Additionally, Pichler served as a member of the Board of Tourism Australia and held roles at the World Travel and Tourism Council (WTTC) and the Tourism Working Group of the World Economic Forum. He has also held non-executive director of major German corporations including Deutsche Bank and Steigenberger Hotels.

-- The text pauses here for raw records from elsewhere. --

PR #1997, opened 2026-05-15
Comments: fix copy/paste of mentions

### LINKED ISSUE #1968: Comments: Copy and pasting mentions does not work correctly
When mentioning a user like `@luke` and then copying and pasting that text the mention tag is lost.

Ensure that when coping a mention the url is copied `(Luke)[user:luke]` and then when pasting it's converted into a mention tag.

filipvnencak:
## Description of changes 

Fixes copy/paste of mentions in the comment input so pasted mentions stay clickable and keep the linked entity, instead of degrading to plain `@name` text. Also fixes a related bug where pressing space right after a mention deleted it.

## Technical details

- New `MentionClipboard` Quill module (`shared/src/containers/Feed/components/CommentInput/modules/MentionClipboard.ts`) registers capture-phase copy/paste listeners on `quill.root`. On copy it serialises `<MENTION>` blots to markdown link form `[label](type:id)`; on paste it parses the same form and re-inserts mention-attributed deltas. Falls back to the Quill `A` clipboard matcher for external HTML pastes.
- Wired through `modules/index.ts` (`getModules`) with `mentionTypeOptions` passed from `CommentInput` so prefix mapping (`@` / `@@` / `@@@`) is shared with the rest of the input.
- `CommentInput.handleChange`: the auto-delete-whole-mention branch is now gated by `isDelete`. It was firing on any change at a mention-formatted cursor position, so a space typed right after a pasted (non-trailing-space) mention would inherit the mention format and trigger deletion of the whole mention.
- Pins `react-quill-ayon` to `2.0.2` to fix an unrelated regression introduced in `2.0.3`.

### DIFF
--- a/shared/package.json
+++ b/shared/package.json
@@ -139,7 +139,7 @@
     "quill-magic-url": "4.2.0",
     "react-markdown": "10.1.0",
     "react-perfect-scrollbar": "1.5.8",
-    "react-quill-ayon": "2.0.3",
+    "react-quill-ayon": "2.0.2",
     "react-toastify": "9.1.3",
     "rehype-raw": "7.0.0",
     "remark-directive": "3.0.1",
--- a/shared/src/containers/Feed/components/ActivityComment/ActivityComment.styled.ts
+++ b/shared/src/containers/Feed/components/ActivityComment/ActivityComment.styled.ts
@@ -88,6 +88,7 @@ export const Body = styled.div`
     .reference {
       margin-right: -2px;
       top: 5px;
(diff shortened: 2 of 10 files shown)


Innders (changes requested):
It works but the first thing I tried to do was copy a message not in editing mode.

We will need to be able to copy in both editing and non editng modes.

Innders (approved):
Some glitchy-ness but it works well enough and not worth spending more time on. Thanks!

PR #1998, opened 2026-05-15
Pipeline installer: launcher select shows fallback platforms

### LINKED ISSUE #1978: Update Pipeline: Launcher not giving any options
When running Update Pipeline there are no options to select Launcher OS

Image

filipvnencak:
## Description of changes 

Fixes blank "Select launcher platforms" step in the Install pipeline release dialog when the release manifest returns no installers, and adds a loading skeleton so the user no longer sees an empty list mid-fetch.

## Technical details

- `PlatformSelect` now accepts `isLoading` + `placeholderCount` and renders skeleton `AddonCard`s while loading, matching the `AddonsSelectGrid` pattern.
- `ReleaseInstallerPlatforms` falls back to `['windows', 'linux', 'darwin']` when `releaseInstallers` is empty; `getReleaseInstallUrls` already filters by the manifest, so unmatched selections install nothing harmful.

## Additional context

Closes #1978

### DIFF
--- a/src/components/PlatformSelect/PlatformSelect.tsx
+++ b/src/components/PlatformSelect/PlatformSelect.tsx
@@ -1,4 +1,5 @@
 import { forwardRef } from 'react'
+import clsx from 'clsx'
 import styled from 'styled-components'
 import AddonCard from '@components/AddonCard/AddonCard'
 import { getPlatformIcon, getPlatformLabel } from '@pages/AccountPage/DownloadsPage/DownloadsPage'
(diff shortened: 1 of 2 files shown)


MustafaJafar:
Before 
image

After
image

I believe it fixes the mentioned issue but I don't think it solves the underlying problem. 

It could be just me, but the current result for me is the update pipeline progress bar doesn't move and there are no installers brought by the tool.

Innders:
If the problem is with the release manifest then these changes would have made it harder to spot. @filipvnencak in these cases we need to notify the team of the underlying problem. Closing is it's not a fix on frontend.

In November 2014, Air Berlin appointed Pichler CEO effective February 2015.
With the support of Etihad Airways, Pichler developed a strategic restructuring plan which resulted in dividing the company into 3 separate business units: the first unit was to provide 40 aircraft to Lufthansa Group per wet lease agreement. the second unit, the touristic business including the Austrian daughter company Niki, was sold to Etihad Airways who invested this stake into a joint venture with TUI Group. And the third unit, New Airberlin, was redesigned to become a network carrier serving the hubs in Duesseldorf and Berlin. All those deals were concluded in December 2016 were designed to enable a new start for airberlin which had lost over 3 billion Euros in the last 10 years.

Also in December 2016, he announced his resignation as CEO of Air Berlin effective January 31, 2017 and left to lead Royal Jordanian into a turnaround.

==Personal life==
Pichler is a former internationally ranked marathon runner and ran for the German national team.